# Boyfriend Mac Surprise Haul (:



## simplykat (Sep 16, 2007)

I'm basically the luckiest girl in the world !!!! 
He knows I LOVE MAC and completely spoils me.... just because. No occasion! 

He got me 4 pigments from MAC:
Teal
Emerald Green
Old Gold
Silver Fog

& 2 Shu Uemura e/s
P Brown 820
Me Blue 638

I'm not sure if those are how you identify the Shu Uemura e/s ??? 

I don't know if I'll keep all 4 or I'll exchange it.
I've been eyeing Tan, Melon, Fushia, and Rose for awhile...

If you had a choice between:
Tan, Melon, Fushia, Rose, Teal, Emerald Green,  Old Gold, or Silver Fog.... which 4 would you want??


----------



## jannax212 (Sep 16, 2007)

awww how sweet!! 
I'd get teal, rose, tan and silver fog!


----------



## goink (Sep 16, 2007)

Emerald Green, Melon, Silver Fog and Tan.
I have Rose.

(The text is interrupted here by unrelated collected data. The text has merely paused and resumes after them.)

PR #335, opened 2019-04-03
Added HVSON8 footprint for NXP PCF8523 RTC

johnfwhitmore:
I've taken a copy of another footprint's yaml definitions as a base to start from. As a result there's a lot of comments as I've not got min and max values. I was hoping to create PR to check with CI but looks like that's not possible.

datasheet:https://www.nxp.com/docs/en/data-sheet/PCF8523.pdf

Screenshot from 2019-04-03 18-32-12

### DIFF
--- a/scripts/Packages/Package_NoLead__DFN_QFN_LGA_SON/size_definitions/hvson8.yaml
+++ b/scripts/Packages/Package_NoLead__DFN_QFN_LGA_SON/size_definitions/hvson8.yaml
@@ -7,23 +7,23 @@ HVSON-8-1EP_3.25x2.35mm_P0.8mm_E1.1x1.75mm:
   #ipc_density: 'least' #overwrite global value for this device.
   #body_size_x_min: 2.85
   body_size_x:
-  #  minimum: 5.9
-    nominal: 4.95
-  #  maximum: 6.1
+    minimum: 3.9
+    nominal: 4.0
+    maximum: 4.1
   body_size_y:
-  #  minimum: 4.9
-    nominal: 3.25
-  #  maximum: 5.1
+    minimum: 3.9
+    nominal: 4.0
+    maximum: 4.1
   # overall_height:
-  #  minimum: 0.70
-  #  nominal: 0.75
+    minimum: 1.00
+  #  nominal: 1.0
   #  maximum: 0.80
   lead_width:
-  #  minimum: 0.35
+    minimum: 0.30
     nominal: 0.35
-  #  maximum: 0.48
+    maximum: 0.40
   lead_len:
-  #  minimum: 0.55
+  #  minimum: 0.4
     nominal: 0.95
   #  maximum: 0.65
 
--- a/scripts/Packages/Package_NoLead__DFN_QFN_LGA_SON/size_definitions/hvson8.yaml
+++ b/scripts/Packages/Package_NoLead__DFN_QFN_LGA_SON/size_definitions/hvson8.yaml
@@ -1,40 +1,31 @@
-HVSON-8-1EP_3.25x2.35mm_P0.8mm_E1.1x1.75mm:
+HVSON-8-1EP_4x4mm_P0.8mm_E2.2x3.1mm:
   device_type: 'HVSON'
   library: Package_SON
-  #manufacturer: 'NXP'
-  size_source: 'https://www.nxp.com/docs/en/data-sheet/PCF8523.pdf (page 66)'
-  ipc_class: 'qfn_pull_back' #'qfn' | 'qfn_pull_back'
+  manufacturer: 'NXP'
+  size_source: 'https://www.nxp.com/docs/en/data-sheet/PCF8523.pdf (page 57)'
+  ipc_class: 'qfn' #'qfn' | 'qfn_pull_back'
   #ipc_density: 'least' #overwrite global value for this device.
-  #body_size_x_min: 2.85
   body_size_x:
     minimum: 3.9
-    nominal: 4.0
     maximum: 4.1
   body_size_y:
     minimum: 3.9
-    nominal: 4.0
     maximum: 4.1
-  # overall_height:
+  overall_height:
     minimum: 1.00
-  #  nominal: 1.0
-  #  maximum: 0.80
   lead_width:
     minimum: 0.30
-    nominal: 0.35
     maximum: 0.40
   lead_len:
-  #  minimum: 0.4
-    nominal: 0.95
-  #  maximum: 0.65
+    minimum: 0.4
+    maximum: 0.65
 
   EP_size_x:
-  #  minimum: 3.35
-    nominal: 1.1
-  #  maximum: 3.45
+    minimum: 2.05
+    maximum: 2.35
   EP_size_y:
-  #  minimum: 4.25
-    nominal: 1.75
-  #  maximum: 4.35
+    minimum: 2.95
+    maximum: 3.25
   # EP_paste_coverage: 0.65
   EP_num_paste_pads: [2, 2]
 
--- a/scripts/Packages/Package_NoLead__DFN_QFN_LGA_SON/size_definitions/hvson8.yaml
+++ b/scripts/Packages/Package_NoLead__DFN_QFN_LGA_SON/size_definitions/hvson8.yaml
@@ -1,4 +1,4 @@
-HVSON-8-1EP_4x4mm_P0.8mm_E2.2x3.1mm:
+HVSON-8-1EP_4x4mm_P0.8mm_EP2.2x3.1mm:
   device_type: 'HVSON'
   library: Package_SON
   manufacturer: 'NXP'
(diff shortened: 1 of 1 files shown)


johnfwhitmore:
There are automatic tests and they worked. But I struggle with sizes of devices, so I've probably not got this 100% as yet. Let me know the required changes and I'll amend.

evanshultz:
You can check out the same tests CI uses at https://github.com/KiCad/kicad-library-utils and run them locally.

Min and max values are given on page 57 of the datasheet. See the table below the package drawing. Enter that info and remove what you don't need instead of leaving comments (naturally comments are OK while we're discussing so I'm taking about in the final entry).

johnfwhitmore:
Scissors missed that page. Thanks I'll get back to you.

johnfwhitmore:
Just remembered why I ignore that page of information. That data on page 57 is for the physical device, I'm trying to enter the data for a footprint. So the pin length on the device has min of 0.4 and a max of 0.65 but the footprint only has a value of 0.95 which isn't between the min and the max.

Similarly the pad under the device should I use the data from the device or the data from the footprint. I've gone with footprint, as that's what I'm creating.

johnfwhitmore:
Screenshot from 2019-04-03 19-01-45

scripts/Packages/Package_NoLead__DFN_QFN_LGA_SON/size_definitions/hvson8.yaml
```diff
@@ -0,0 +1,44 @@
+HVSON-8-1EP_3.25x2.35mm_P0.8mm_E1.1x1.75mm:
+  device_type: 'HVSON'
+  library: Package_SON
+  #manufacturer: 'NXP'
+  size_source: 'https://www.nxp.com/docs/en/data-sheet/PCF8523.pdf (page 66)'
+  ipc_class: 'qfn_pull_back' #'qfn' | 'qfn_pull_back'
```
evanshultz: Use `qfn` as this package doesn't have pull-back leads.

scripts/Packages/Package_NoLead__DFN_QFN_LGA_SON/size_definitions/hvson8.yaml
```diff
@@ -0,0 +1,44 @@
+HVSON-8-1EP_3.25x2.35mm_P0.8mm_E1.1x1.75mm:
+  device_type: 'HVSON'
+  library: Package_SON
+  #manufacturer: 'NXP'
+  size_source: 'https://www.nxp.com/docs/en/data-sheet/PCF8523.pdf (page 66)'
```
evanshultz: Page 57

scripts/Packages/Package_NoLead__DFN_QFN_LGA_SON/size_definitions/hvson8.yaml
```diff
@@ -0,0 +1,44 @@
+HVSON-8-1EP_3.25x2.35mm_P0.8mm_E1.1x1.75mm:
```
evanshultz: Dimensions are 4x4mm with an EP of 2.2x3.1mm.

scripts/Packages/Package_NoLead__DFN_QFN_LGA_SON/size_definitions/hvson8.yaml
```diff
@@ -0,0 +1,44 @@
...
+  device_type: 'HVSON'
+  library: Package_SON
+  #manufacturer: 'NXP'
+  size_source: 'https://www.nxp.com/docs/en/data-sheet/PCF8523.pdf (page 66)'
+  ipc_class: 'qfn_pull_back' #'qfn' | 'qfn_pull_back'
+  #ipc_density: 'least' #overwrite global value for this device.
+  #body_size_x_min: 2.85
+  body_size_x:
+    minimum: 3.9
+    nominal: 4.0
```
evanshultz: Omit nominal if not given (the scripts calculates all info needed or lets you know what's missing).

scripts/Packages/Package_NoLead__DFN_QFN_LGA_SON/size_definitions/hvson8.yaml
```diff
@@ -0,0 +1,44 @@
...
+    maximum: 4.1
+  body_size_y:
+    minimum: 3.9
+    nominal: 4.0
+    maximum: 4.1
+  # overall_height:
+    minimum: 1.00
+  #  nominal: 1.0
```
evanshultz: Remove these commented lines. Only max is OK for height.

scripts/Packages/Package_NoLead__DFN_QFN_LGA_SON/size_definitions/hvson8.yaml
```diff
@@ -0,0 +1,44 @@
...
+  #  maximum: 0.80
+  lead_width:
+    minimum: 0.30
+    nominal: 0.35
```
evanshultz: Remove nominal.

scripts/Packages/Package_NoLead__DFN_QFN_LGA_SON/size_definitions/hvson8.yaml
```diff
@@ -0,0 +1,44 @@
...
+    maximum: 0.40
+  lead_len:
```
evanshultz: Use the min and max values of L and remove the nominal one.

scripts/Packages/Package_NoLead__DFN_QFN_LGA_SON/size_definitions/hvson8.yaml
```diff
@@ -0,0 +1,44 @@
...
+  #  minimum: 0.4
+    nominal: 0.95
+  #  maximum: 0.65
+
+  EP_size_x:
```
evanshultz: Use Eh and Dh values for the EP size, min and max with no nominal.

evanshultz:
The scripts generate a footprint from the package dimensions. So you enter the package info.

This is documented in IPC 7351 so search for that document if you want to know the methodology used to derive the footprint from the package design.

I've made some comments inline. While the scripts are powerful the documentation is missing so there's understandably a learning curve.

scripts/Packages/Package_NoLead__DFN_QFN_LGA_SON/size_definitions/hvson8.yaml
johnfwhitmore: ok   :(

scripts/Packages/Package_NoLead__DFN_QFN_LGA_SON/size_definitions/hvson8.yaml
johnfwhitmore: Yes sorry

scripts/Packages/Package_NoLead__DFN_QFN_LGA_SON/size_definitions/hvson8.yaml
johnfwhitmore: OK  IPC 7351 right so there is a reason for this. I'll search for that document, thanks

johnfwhitmore:
#ipc_density: 'least' #overwrite global value for this device.

and

  # EP_paste_coverage: 0.65
  EP_num_paste_pads: [2, 2]

I've only two comments in the file now. I'll look into them in IPC7351

scripts/Packages/Package_NoLead__DFN_QFN_LGA_SON/size_definitions/hvson8.yaml
```diff
@@ -0,0 +1,35 @@
+HVSON-8-1EP_4x4mm_P0.8mm_E2.2x3.1mm:
```
evanshultz: Missing the `P` in `EP`.

johnfwhitmore: Oops

evanshultz:
Those comments are fine to leave. They will need a thorough cleaning up later but there's too many of them to worry about individually at this time. Breakdown:
- We're using density B (nominal density) for all footprints now.
- Paste coverage is not in the IPC doc. It's a colloquial choice and the script uses a reasonable default value unless overridden.

johnfwhitmore:
OK thanks for that. I uncommented out the manufacturer. The nxp prefix doesn't look right to me. But I guess it's not a standard device and is NXP specific.

Screenshot from 2019-04-03 19-42-20

evanshultz:
It is standard. Page 57 states this package conforms to JEDEC MO-229.

johnfwhitmore:
So should I remove the manufacturer element?

evanshultz:
Yes please.

evanshultz:
Looks good. Thanks!

evanshultz:
@pointhi 
The footprint has been merged.

johnfwhitmore:
Thank you. I'll try the third device tomorrow and make it a cleaner addition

It's pretty to look at, however, not easy to apply and blend.

My bf knows I love MAC, but he thinks I have enough so he doesn't buy me any.


----------



## chazza (Sep 16, 2007)

Rose, Melon, Teal and Old Gold.

lovely boyfriend! you're so lucky!


----------



## enraptured (Sep 16, 2007)

Aww, what a sweetheart! You should tell your boyfriend to give my husband some pointers. 
	

	
	
		
		

		
			





I'd definitely pick Tan, Melon, Teal, and Emerald Green. 

Rose is gorgeous, but it can be a real pain!

Lovely haul.


----------



## melliquor (Sep 16, 2007)

Lucky you.  That is so nice of him.  

Teal, Fuchsia, Melon, Emerald Green


----------



## panda0410 (Sep 16, 2007)

I'd have to choose Rose, Tan, Melon and Silver Fog! Rose makes an awesome blush and lip colour


----------



## majacat (Sep 16, 2007)

I would take old gold, melon, teal and emerald green


----------



## dmenchi (Sep 16, 2007)

Quote:

   Originally Posted by *enraptured* 

 
_Aww, what a sweetheart! You should tell your boyfriend to give my husband some pointers. 
	

	
	
		
		

		
		
	


	




I'd definitely pick Tan, Melon, Teal, and Emerald Green. 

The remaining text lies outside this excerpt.